An AI agent can read a PDF bill of lading, log into a government customs site, type the right values into the right boxes, and push status updates back into a Transportation Management System (TMS). Another agent can sit on top of a legacy maintenance system, watching for specific error codes and triggering work orders automatically.
This is what turns a collection of incompatible, legacy-heavy workflows into something software-addressable.
Why Now
None of these technologies are brand new in isolation. Cameras, sensors, robots, and RPA have existed for years. The difference now is threefold:
AI is finally good enough to make sense of messy real-world environments and unstructured data.
Costs have collapsed. Vision models and sensors can be deployed cheaply at industrial scale.
The macro pressure is real.

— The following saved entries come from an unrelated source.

PR #101, opened 2017-08-09
add ssh agent authentication

jakeva:
totally agree with how you'd like to proceed, thanks for the feedback.

### DIFF
--- a/SwiftGit2/Credentials.swift
+++ b/SwiftGit2/Credentials.swift
@@ -18,7 +18,7 @@ private class Wrapper<T> {
 
 public enum Credentials {
 	case `default`
-	case agent
+	case sshAgent
 	case plaintext(username: String, password: String)
 	case sshMemory(username: String, publicKey: String, privateKey: String, passphrase: String)
 
@@ -39,8 +39,7 @@ internal func credentialsCallback(
 	url: UnsafePointer<CChar>?,
 	username: UnsafePointer<CChar>?,
 	_: UInt32,
-	payload: UnsafeMutableRawPointer?
-	) -> Int32 {
+	payload: UnsafeMutableRawPointer? ) -> Int32 {
 
 	let result: Int32
 
@@ -50,7 +49,7 @@ internal func credentialsCallback(
 	switch Credentials.fromPointer(payload!) {
 	case .default:
 		result = git_cred_default_new(cred)
-	case .agent:
+	case .sshAgent:
 		result = git_cred_ssh_key_from_agent(cred, name!)
 	case .plaintext(let username, let password):
 		result = git_cred_userpass_plaintext_new(cred, username, password)
--- a/SwiftGit2/Credentials.swift
+++ b/SwiftGit2/Credentials.swift
@@ -16,15 +16,6 @@ private class Wrapper<T> {
 	}
 }
 
-/// Convert libgit2 string to Swift string
-///
-/// - parameter cStr: C string pointer
-///
-/// - returns: Swift string
-func git_string_converter(_ cStr: UnsafePointer<CChar>) -> String {
-	return String(cString: cStr)
-}
-
 public enum Credentials {
 	case `default`
 	case agent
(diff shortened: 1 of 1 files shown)


SwiftGit2/Credentials.swift
```diff
@@ -33,13 +43,24 @@ public enum Credentials {
...
+                                  _: UInt32, payload: UnsafeMutableRawPointer?) -> Int32 {
 	let result: Int32
 
+	// Find username_from_url
+	let name: String?
+	if username == nil {
+		name = nil
+	} else {
+		name = git_string_converter(username!)
+	}
```
mdiep: This could be:

```swift
let name = username.map(String.init(cString:))
```

SwiftGit2/Credentials.swift
```diff
@@ -16,8 +16,18 @@ private class Wrapper<T> {
...
 }
 
+/// Convert libgit2 string to Swift string
+///
+/// - parameter cStr: C string pointer
+///
+/// - returns: Swift string
+func git_string_converter(_ cStr: UnsafePointer<CChar>) -> String {
+	return String(cString: cStr)
+}
```
mdiep: This is just wrapping the Swift `String.init`, so it's not needed.

SwiftGit2/Credentials.swift
```diff
@@ -33,13 +43,24 @@ public enum Credentials {
 /// Handle the request of credentials, passing through to a wrapped block after converting the arguments.
 /// Converts the result to the correct error code required by libgit2 (0 = success, 1 = rejected setting creds,
 /// -1 = error)
-internal func credentialsCallback(cred: UnsafeMutablePointer<UnsafeMutablePointer<git_cred>?>?, _: UnsafePointer<Int8>?,
-                                  _: UnsafePointer<Int8>?, _: UInt32, payload: UnsafeMutableRawPointer?) -> Int32 {
+internal func credentialsCallback(cred: UnsafeMutablePointer<UnsafeMutablePointer<git_cred>?>?,
+                                  url: UnsafePointer<CChar>?, username: UnsafePointer<CChar>?,
+                                  _: UInt32, payload: UnsafeMutableRawPointer?) -> Int32 {
```
mdiep: While we're adjusting these, can we reformat them like so?

```swift
internal func credentialsCallback(
    cred: UnsafeMutablePointer<UnsafeMutablePointer<git_cred>?>?,
    url: UnsafePointer<CChar>?,
    username: UnsafePointer<CChar>?,
    _: UInt32,
    payload: UnsafeMutableRawPointer?
) -> Int32 {
    …
}
```

SwiftGit2/Credentials.swift
```diff
@@ -18,6 +18,7 @@ private class Wrapper<T> {
 
 public enum Credentials {
 	case `default`
+	case agent
```
mdiep: Can we actually name this `sshAgent`?

You could create a different scheme that relied on some other agent, so this is most correct.

SwiftGit2/Credentials.swift
```diff
@@ -33,13 +34,24 @@ public enum Credentials {
...
 /// -1 = error)
-internal func credentialsCallback(cred: UnsafeMutablePointer<UnsafeMutablePointer<git_cred>?>?, _: UnsafePointer<Int8>?,
-                                  _: UnsafePointer<Int8>?, _: UInt32, payload: UnsafeMutableRawPointer?) -> Int32 {
+internal func credentialsCallback(
+	cred: UnsafeMutablePointer<UnsafeMutablePointer<git_cred>?>?,
+	url: UnsafePointer<CChar>?,
+	username: UnsafePointer<CChar>?,
+	_: UInt32,
+	payload: UnsafeMutableRawPointer?
+	) -> Int32 {
```
mdiep: Can you remove the indentation from this line?

mdiep:
A couple more requests. Sorry. 🙈

SwiftGit2/Credentials.swift
jakeva: makes sense

SwiftGit2/Credentials.swift
jakeva: not quite sure i understand what you mean but i'll give it a shot

mdiep:
Thanks for adding this!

Western manufacturers have to rebuild supply chains, deal with rising labor costs and retirements, and make good on hundreds of billions of dollars in subsidized capex.
The CHIPS Act, the IRA, and the infrastructure bill have collectively catalyzed over $600 billion in private clean energy and manufacturing investment and hundreds of thousands of new jobs. That’s the hardware: fabs, plants, ports, power lines.
But hardware alone doesn’t deliver productivity. The incentive structures behind those dollars – domestic content rules, on-time delivery requirements, emissions targets – implicitly assume a level of coordination that doesn’t exist today.
Policymakers have subsidized the concrete and steel. The market now needs to deliver the software and data that make those assets globally competitive.
Where Value Accrues
These technologies widen the aperture of physical sectors that can become software-addressable domains. When workflows are software-addressable, a few things happen:
Optimization becomes continuous instead of episodic.
Data compounds. Each additional process you digitize feeds models that improve everything else.
Industrial players shift their focus from financial engineering to physical throughput.
For founders and investors, this creates a clear opportunity set around the physical software layer:
AI-native WMS/TMS: Systems that assume real-time sensor and vision data as the default and constantly replan around it.
Robotic data capture and inspection: Drones, AMRs, and other form factors that turn dark corners of warehouses, yards, and plants into rich data streams.
Machine-readable customs and trade compliance: AI systems that ingest unstructured trade documents and automate cross-border flows, turning days of delay into minutes.
Embedded compliance and process co-pilots: Agents that sit alongside operations teams, watching sensor and video feeds to enforce safety, quality, and environmental standards in real time.
Predictive energy and maintenance layers: Lightweight AI that plugs into existing equipment and meters to optimize energy usage and uptime across fleets of assets.
The U.S. is in the middle of a once-in-a-generation rebuild of its industrial base. But we must build our data infrastructure with the same level of intentionality as we build our physical infrastructure. If we get it right, we won’t just have more plants, we’ll have smarter plants. That’s how you turn a construction boom into a durable productivity boom.